Recurrent Group Tutorial


Sequential data is common in natural language processing.

A sentence is a sequence of words and many sentences form a paragraph further. Therefore, a paragraph can be viewed as a nested sequence with two level, where each element of the sequence is another sequence. That is to say, sequential data could be recursive. An example of two-level recursive sequential data is that an article is composed of a sequence of sentences, and each sentence a sequence of words.

PaddlePaddle and PaddlePaddle v2 support two-level recursive sequential data. The two-level sequence is a very flexible data, which helps us to better describe more complex language data such as discribing paragraphs and several rounds of dialogues. Based on two-level sequence input, we can design and build a flexible, hierarchical RNN model that encodes input data from the word and sentence level. For the support of arbitrary levels, please refer to PaddlePaddle Fluid.

In PaddlePaddle, recurrent_group is an arbitrarily complex RNN unit. The user only needs to define the calculation that the RNN will complete in one time step. PaddlePaddle is responsible for the propagation of information and error in time series.

Furthermore, recurrent_group can also be extended to handle two-level sequence. By defining two nested recurrent_group operations at the clause level and the word level respectively, a hierarchical and complex RNN is finally achieved.

Currently, in the PaddlePaddle, there are recurrent_group and some Layers that can process bidirectional sequences. For details, refer to the document: Layers for supporting double-layer sequences as input.

Sequence-level RNN Introduction

recurrent_group helps us to split the input sequence, merge the output, and loop through the sequence of computational logic.

Using this feature, the two nested recurrent_group can handle the nested two-level sequences, implementing sequence-level RNN structures at both the word and sentence levels.

  • Word-level RNN: each state corresponds to a word.
  • Sequence-level RNN: a sequence-layer RNN consists of multiple word-layer RNNs. Each word-layer RNN (ie, each state of a sequence-layer RNN) has a subsequence.

For convenience of description, the following takes the NLP task as an example. A paragraph containing a subsequence is defined as a two-level sequence, and a sentence containing a word is defined as a single-layer sequence.

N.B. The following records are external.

PR #584, opened 2026-07-12
Add unified audit retention and blob mark-and-sweep

danieljhkim:
## Task

[ORB-10186](https://orbit-cli.com/tasks/ORB-10186) — Add unified audit retention and blob mark-and-sweep

## Problem

Existing `orbit audit prune` deletes only legacy audit-event rows. Current audit evidence also includes workspace v2 events, v2 loop JSONL envelopes, and content-addressed blobs that may be shared across retained traces.

## Why It Matters

Audit storage grows continuously, but age-deleting files or blobs can make retained job runs non-diagnosable and corrupt referential integrity.

## Scope

Implement `orbit gc audit` across legacy and v2 audit surfaces, including reference-based blob mark-and-sweep and a compatibility path from `orbit audit prune`.

## Constraints / Notes

- Blobs are deleted by reachability across all retained envelopes, never age alone.
- Interrupted apply must be restart-safe.
- GC must leave an audit record or signed deletion manifest without recursive log growth.

### Acceptance Criteria

- `orbit gc audit` explicitly covers legacy `audit_events`, workspace v2 events, v2 loop JSONL, and content-addressed audit blobs.
- Blob candidates are computed by mark-and-sweep across every retained reference; shared/referenced blobs are never deleted.
- Configured holds/exports and evidence required by retained job runs prevent pruning.
- Existing `orbit audit prune` delegates to or emits a clear deprecation path toward the same collector semantics.
- Apply ordering is transactional/restart-safe and cannot leave retained envelopes pointing at missing blobs.
- The GC operation records its own deletion manifest/audit event without recursive collection.
- Tests cover shared blobs, missing blobs, malformed JSONL, concurrent writers, holds, retained-run evidence, cross-workspace isolation, interrupted restart, and idempotency.
- `make ci-fast` and focused audit/store/CLI tests pass.

## Execution Summary

<details>

Outcome: success
Changes:
- Added a workspace-scoped `AuditGcCollector` covering legacy audit rows, workspace v2 rows, loop JSONL envelopes, holds/exports, retained job-run evidence, and content-addressed blob mark-and-sweep.
- Added frozen-state/CAS revalidation, fail-closed malformed JSONL handling, missing-reference integrity errors, envelope-before-blob apply ordering, per-blob re-marking, idempotent deletion, and GC deletion manifests through the shared framework.
- Wired `orbit gc audit`; converted `orbit audit prune` into a deprecated plan-first compatibility route with explicit `--apply`.
- Added focused core/store/CLI tests for shared and missing blobs, malformed JSONL, concurrent file changes, holds, retained runs, workspace isolation, restart/idempotency, legacy rows, and v2 rows.
- Updated ADR-0220, the GC design narrative, and the Unreleased changelog entry.
Validation:
- PASS: `cargo test -p orbit-core command::tests::gc_audit` (5 tests).
- PASS: focused legacy/v2 store GC tests and `cargo test -p orbit-cli command::tests::gc` (5 tests).
- PASS: `cargo clippy -p orbit-store -p orbit-core -p orbit-cli --all-targets -- -D warnings`.
- PASS: `cargo fmt --all -- --check` and `git diff --check`.
- PARTIAL ENVIRONMENT LIMITATION: `make ci-fast` reached the installer security guardrail after formatting and the pubkey check passed, but could not run `scripts/test-installer-security.sh` because `node` is not installed on PATH. No code/test failure was reported; CI remains the authoritative merge gate.
Assessment: The collector is conservative under ambiguity, never age-deletes blobs, preserves cross-workspace isolation, and is restart-safe through immutable plans, compare-and-delete store operations, file fingerprints, re-marking, and append-only deletion manifests.
Strategic decisions:
- Existing ADR-0220 already governs the relevant alternatives and safety contract, so it was updated for the audit collector rather than allocating a redundant ADR.
- Holds, exports, and retained-run bundles are durable evidence roots beneath `.orbit/state`; every SHA-256-shaped reference found there participates in the mark set.

</details>

## Validation

- Not reported

## Branch Freshness

- Head ref: `orbit/ORB-10186-6a54169e`
- Behind base: 0
- Ahead of base: 1


crates/orbit-core/src/command/gc_audit.rs
```diff
@@ -0,0 +1,592 @@
...
+            .path
+            .as_deref()
+            .ok_or_else(|| OrbitError::Execution("audit file candidate has no path".to_string()))?;
+        if !path.exists() {
+            return Ok(stale_skip("file was already removed"));
+        }
+        if file_fingerprint(path)? != candidate.expected_state {
+            return Ok(stale_skip("file changed after the plan was frozen"));
+        }
+        if let Some(hash) = candidate.id.strip_prefix("blob:")
```
danieljhkim, line 320: **[Spec compliance] — Re-marking is not atomic with blob/JSONL deletion.**

`revalidate` rebuilds the retained-reference mark set and checks the file fingerprint, then returns `Ready`; `apply` later calls `remove_file` with no lock or transaction shared by audit-event/blob/loop-JSONL writers. A concurrent writer can add a retained envelope after the re-mark and before removal, leaving that envelope pointing at a deleted blob. Likewise an actively appended JSONL partition can be unlinked between fingerprint check and write.

Introduce a workspace audit writer/GC guard honored by every v2/loop/blob publication path and by GC. Hold it across final re-mark/fingerprint validation through deletion, with lock ordering under the host GC lock. Add deterministic writer-wins and GC-wins concurrency tests; the current sequential changed-file test is not sufficient.

danieljhkim: Addressed in `ba2f9aa2` (guard commit `1fce128c`; also merged current `agent-main` through ORB-10187).

**Guard.** New `crates/orbit-common/src/utility/audit_writer_guard.rs` — a workspace-scoped advisory file lock (`<audit_root>/.gc-writer.lock`) that both the audit writer paths and the collector derive identically from the workspace `state/audit` dir, so they rendezvous on the same inode. Bounded 5s acquire; a timeout fails closed (a writer surfaces a non-fatal audit-write failure rather than publishing outside the guard; GC treats it as "do not delete").

**Writers hold it across their publication.** `V2SqliteSink` acquires the guard in `write_envelope`, `write_loop_event`, and `write_blob` — the workspace v2 event, loop JSONL append, and content-addressed blob paths (`crates/orbit-engine/src/activity_job/sqlite_sink.rs`).

**GC holds it continuously across re-mark → delete.** `AuditGcCollector::apply` now acquires the guard, re-runs the final mark/fingerprint revalidation *under* it, and only then unlinks the envelope/blob (`crates/orbit-core/src/command/gc_audit.rs`). A concurrent writer either published first — the re-mark observes the new reference / changed fingerprint and we skip (fail closed) — or it blocks until deletion completes and republishes (its blob write recreates the content-addressed object), so no retained envelope is left pointing at a swept blob and no live append is lost.

**Lock order** is fixed: host GC lock (ADR-0220) → audit writer guard → filesystem mutation. The guard is a filesystem advisory lock, never the global SQLite write lock, so no DB lock is held across a blob/JSONL deletion.

**Deterministic concurrency tests** (the sequential changed-file test is no longer the sole coverage):
- `writer_wins_published_reference_under_guard_survives_blob_sweep`
- `gc_wins_holds_guard_through_deletion_and_blocked_writer_is_not_lost`
- `active_jsonl_writer_append_under_guard_blocks_partition_sweep`
- plus `apply_re_marks_reference_added_after_planning_even_without_contention`, and `V2SqliteSink` guard-blocking tests `write_blob_blocks_on_a_held_audit_guard_then_publishes` / `write_envelope_blocks_on_a_held_audit_guard_then_persists`.

**Validation** (focused): `orbit-core gc_audit` 9/9, `orbit-engine sqlite_sink` 2/2, `orbit-cli gc` 7/7, `orbit-store audit` 16/16, `orbit-core skill_gc` 8/8 (merge-inherited); `cargo fmt --all --check` clean, `cargo clippy` (affected crates, `--tests`) clean, `git diff --check` clean.

Leaving this thread open for your verification.

danieljhkim: The shared lock closes the revalidate→unlink window for each individual write, but the blob/reference transaction is still split. `AuditSink::write_blob` acquires and releases the guard after writing the blob; the later `write_loop_event` / `write_envelope` acquires it again to publish the hash reference. GC can win between those two calls, mark the just-written blob unreferenced, delete it, and then the writer publishes an envelope pointing at a missing blob. The new tests manually publish the reference while already holding the guard, so they do not race the real production `write_blob`→event sequence and miss this interleaving. Hold one writer transaction across blob creation plus reference publication, or add an equivalent pending-publication root/recreate check, and race the actual sink API sequence against GC.

danieljhkim: Fixed in `eca678df` (merged current `agent-main` through ORB-10183/10184 first, no rebase).

**Root cause, restated.** The guard made each *individual* write atomic, but `write_blob` (guard acquired→released) and the later `write_envelope`/`emit` (guard re-acquired) are two separate critical sections. GC could sweep the just-written, not-yet-referenced blob in the gap and strand the reference. Confirmed.

**Fix — a durable per-blob pending-publication root** (`crates/orbit-common/src/utility/audit_pending.rs`). The two guarded calls are bridged by a marker that spans the whole logical transaction:

- **`write_blob`** records `state/audit/pending/<hash>` *atomically with the blob, under the same guard*, stamped with the write time (written temp+rename → crash-safe). A marker-write failure degrades exactly like a guard/blob-write failure — it returns an `error:` sentinel, so a reference to an unprotected blob is never published.
- **`write_envelope` / `write_loop_event`** clear the markers for the hashes they publish *after the row commits, under the guard* — so at no guarded instant is a blob both unmarked and unreferenced (marker → retained reference, no gap). Both the loop path (`input_sha256`/`body_sha256`) and every v2 envelope (incl. the CLI-runner `stdin/stdout/stderr_blob_ref`, which all persist through `V2SqliteSink::write_envelope`) are covered. Writer clearing and collector marking share one blob-hash tokenizer so they can't diverge.
- **`AuditGcCollector`** unions fresh markers (timestamp ≥ cutoff) into the reference set: such a blob is never a sweep candidate (`plan` skips it `pending_publication`) and `apply` fails closed on it because `blob_is_referenced` now consults the pending root under the deletion guard. A marker past the cutoff has outlived any publication window and is reclaimed as an ordinary GC candidate together with its orphan blob — so a never-published blob (e.g. the discarded `write_blob` at `agent_loop.rs:502`) leaks no longer than the retention window rather than forever, and the pending dir cannot grow unbounded.

Lock order is unchanged: host GC lock → audit writer guard → filesystem mutation.

**Tests race the *actual* sink API sequence**, not a manual publish-under-guard:

- `orbit-engine` `real_write_blob_then_write_envelope_marks_then_clears_pending` / `real_write_blob_then_emit_loop_event_clears_pending` — real `write_blob` then real `write_envelope`/`emit`; asserts the marker appears at `write_blob` (protecting the unreferenced blob) and is retired only once the reference is durable.
- `orbit-core` `fresh_pending_marker_protects_blob_and_apply_fails_closed` — a blob whose marker is fresh: `collector.apply` on a frozen sweep candidate returns `Err` (fail closed) and the blob survives — the exact interleaving from your comment.
- `orbit-core` `pending_publish_gc_lifecycle_never_strands_reference` — end-to-end mark → GC (skipped, not swept) → publish+clear → GC (referenced); proves no published reference points at a missing blob.
- `orbit-core` `stale_pending_marker_is_swept_with_its_orphaned_blob` — bounds the orphan leak.
- `orbit-common` `audit_pending` unit tests (8): mark/clear/list/malformed/tokenizer.

Existing `writer_wins…` / `gc_wins…` / `active_jsonl…` / `apply_re_marks…` and the lock order are preserved unchanged.

**Validation** (focused): `orbit-common audit_pending` 8/8, `orbit-engine sqlite_sink` 4/4, `orbit-core gc_audit` 12/12 (3 new + 9 preserved), `orbit-cli gc` 9/9, `orbit-store audit` 16/16, `orbit-core gc_logs`/`skill_gc` 8/8 each; `cargo fmt --all --check` clean, `cargo clippy -p orbit-common -p orbit-core -p orbit-engine --all-targets -D warnings` clean, `git diff --check` clean. `make ci-fast` passes fmt-check + pubkey; it can't run `test-installer-security.sh` here (`node` not on PATH) — environmental only; CI remains the merge gate.

Leaving open for your verification.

Then, the zero-level sequence is a word.

Usage of Sequence-level RNN

Usage of Training Process

Using recurrent_group requires the following conventions:

  • Single-input Single-output: Both input and output are single layer sequences.
    • If there are multiple inputs, the number of words in different input sequences must be exactly equal.
    • A single-layer sequence is output, and the number of words in the output sequence is the same as the input sequence.
    • memory: define memory to point to a layer in the step function, get a moment output from this layer by referencing memory to form a recurrent connection. The is_seq parameter of memory must be false. If memory is not defined, the operations within each time step are independent.
    • boot_layer: the initial state of memory, set 0 by default. is_seq in memory must be false.
  • Double-input Double-output: Both input and output are two-level sequence.
    • If there are multiple input sequences, the number of subsequence contained in different inputs must be strictly equal, but the number of words in the subsequence may not be equal.
    • output a two-level sequence. The number of subsequence and the number of words are the same as the specified input sequence and the first input is default.
    • memory: defining memory in the step function, pointing to a layer, by referring to the memory to get the output of this layer at a time, forming a recurrent connection. The memory defined in the outer recurrent_group step function can record the state of the previous subsequence, either as a single-level sequence (only as read-only memory) or as a word. If memory is not defined, the operations between subsequence are independent.
    • boot_layer: the initial state of memory. It is either a single-level sequence (only as read-only memory) or a vector. The default is not set, that is, the initial state is 0.
  • Double-input Single-output: not support for now, and output the error with “In hierachical RNN, all out links should be from sequences now”.

Usage of Generation Process

Using beam_search need follow those conventions:

  • Word-level RNN: generate the next word from a word.
  • Sequence-level RNN: the single-layer RNN generated subsequence is concatenated into a new double-layer sequence. Semantically, there is no case where a subsequence generates the next subseq directly.